多焦点眼内レンズは、多くの人にとってメガネを使う頻度を減らす魅力的な選択肢ですが、決して万能ではありません。「自分には慎重に考えた方が良いかもしれない」という可能性を理解し、メリットだけでなくデメリットやリスクも考えることが、手術後の後悔を避けるために不可欠です。

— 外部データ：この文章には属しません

PR #24, opened 2018-02-15
JCRVLT-271: formatting cli command

Buuhuu:


vault-core/src/main/java/org/apache/jackrabbit/vault/fs/io/DocViewFormat.java
```diff
@@ -0,0 +1,215 @@
...
+     */
+    public static void format(File file, List<Pattern> filenamePatterns) throws IOException {
+        Files.walkFileTree(file.toPath(), new AbstractFormattingVisitor(filenamePatterns) {
+            @Override protected void process(File file) throws IOException {
+                format(file);
+            }
+        });
+    }
+
+    private static synchronized byte[] format(File file, Checksum original, Checksum formatted) throws IOException {
```
tripodsan: why synchronized ?

vault-core/src/main/java/org/apache/jackrabbit/vault/fs/io/DocViewFormat.java
```diff
@@ -0,0 +1,215 @@
...
+import org.apache.jackrabbit.vault.util.xml.serialize.XMLSerializer;
+import org.slf4j.Logger;
+import org.slf4j.LoggerFactory;
+import org.xml.sax.InputSource;
+import org.xml.sax.SAXException;
+import org.xml.sax.XMLReader;
+import org.xml.sax.helpers.XMLReaderFactory;
+
+/**
+ * Singleton class providing access to the commonly used doc view xml format and functionality that checks files for the format or reformats
```
tripodsan: why singleton? I guess this is why it can't be used concurrently.

vault-core/src/test/java/org/apache/jackrabbit/vault/fs/io/DocViewFormatTest.java
```diff
@@ -0,0 +1,78 @@
...
+import java.util.Date;
+import java.util.List;
+import java.util.regex.Pattern;
+
+import org.apache.commons.io.IOUtils;
+import org.junit.After;
+import org.junit.Before;
+import org.junit.Test;
+
+public class DocViewFormatTest {
```
tripodsan: what about adding tests that check if the formatted output is correct?

vault-core/src/main/java/org/apache/jackrabbit/vault/util/xml/serialize/XMLSerializer.java
```diff
@@ -1100,6 +1109,73 @@ private void printNamespaceAttr(String prefix, String uri) throws IOException {
         _printer.printText('"');
     }
 
+    private List<Node> sortAttributes(NamedNodeMap attributeList) {
```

後悔しないレンズ選びのために、以下の3つのステップで進めることをお勧めします。

1.  情報収集と自己分析

まずは、この記事で説明したような多焦点眼内レンズの良い点・悪い点、慎重に考えた方が良いケース、代わりの方法について理解を深めましょう。そして、ご自身の目の状態(医師から指摘されていること)、生活スタイル、見え方への希望、受け入れられるリスク、予算などを客観的に整理します。「自分は何を一番大切にしたいのか?」をはっきりさせることが大切です。

2.  詳しい検査と医師との相談

眼科を受診し、白内障の状態だけでなく、角膜の形、目の奥の病気の有無、ひとみの大きさなど、レンズ選びに必要な詳しい検査を受けましょう。その上で、ステップ1で整理したご自身の希望や心配な点を具体的に医師に伝え、専門的なアドバイスを受けます。疑問な点は遠慮なく質問し、納得できるまで話し合いましょう。様々な種類のレンズを扱っている、経験豊富な医師に相談することも有効です。

3.  メリットとデメリット(リスク)の比較検討

医師からの説明や検査結果をもとに、多焦点眼内レンズ(または他の検討中のレンズ)を選んだ場合のメリット(便利になること)と、デメリットやリスク(ハロー・グレア、コントラスト低下、合わない可能性、費用負担など)を天秤にかけます。代わりの方法(単焦点+メガネ、EDOF、モノビジョンなど)の良い点・悪い点とも比較し、ご自身にとって最もバランスの取れた選択肢は何かを、最終的に判断します

白内障手術は、多くの場合、一度行ったらやり直しがきかない大切な決断です。「流行っているから」「勧められたから」ではなく、ご自身の目と生活に真剣に向き合い、情報をよく考え、医師としっかり話し合うことで、きっとあなたにとって一番良い選択が見つかるはずです。